EXERCISE: Work out how many lines in the data that follows contain "face". Write nothing but the number.

··· LISTED RECORDS ···

PR #12465, opened 2026-06-17
Fix: Rocket backblast direction

### LINKED ISSUE #12342: sadar backblast location is chosen before turning
### Testmerges

no

### Round ID

tested locally

### Description of the bug

backblast is done before the mob turns, so you could face south, shoot north, and have backblast come out north in the direction you are shooting

backblast comes out the back not front

1. face south
2. shoot north

### Issue Bingo

antlersss:
# About the pull request

Fixes #12342

Also fixes a small null error when checking if an area is heavily ventilated

<details>

</details>

# Changelog

:cl: Antlers
fix: Fixed a bug where rocket backblast would not be applied in the correct direction if the user turned while firing.
/:cl:

### DIFF
--- a/code/modules/projectiles/gun.dm
+++ b/code/modules/projectiles/gun.dm
@@ -1351,7 +1351,7 @@ and you're good to go.
 		if(before_fire_cancel & COMPONENT_HARD_CANCEL_GUN_BEFORE_FIRE)
 			return NONE
 
-	apply_bullet_effects(projectile_to_fire, user, reflex, dual_wield) //User can be passed as null.
+	apply_bullet_effects(projectile_to_fire, user, target, reflex, dual_wield) //User can be passed as null.
 	SEND_SIGNAL(projectile_to_fire, COMSIG_BULLET_USER_EFFECTS, user)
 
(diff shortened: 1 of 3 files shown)


code/modules/projectiles/gun.dm
```diff
@@ -1351,7 +1351,7 @@ and you're good to go.
 		if(before_fire_cancel & COMPONENT_HARD_CANCEL_GUN_BEFORE_FIRE)
 			return NONE
 
-	apply_bullet_effects(projectile_to_fire, user, reflex, dual_wield) //User can be passed as null.
+	apply_bullet_effects(projectile_to_fire, user, target, reflex, dual_wield) //User can be passed as null.
```
fira, line 1354: You need to also update the other `apply_bullet_effects` call!

--> https://github.com/antlersss/ant-cmss13/blob/9ce571b9c43306318dc1753c214b43643d640e03/code/modules/projectiles/gun.dm#L1526

fira (changes requested):

fira (approved):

···

EXERCISE RESULT: 2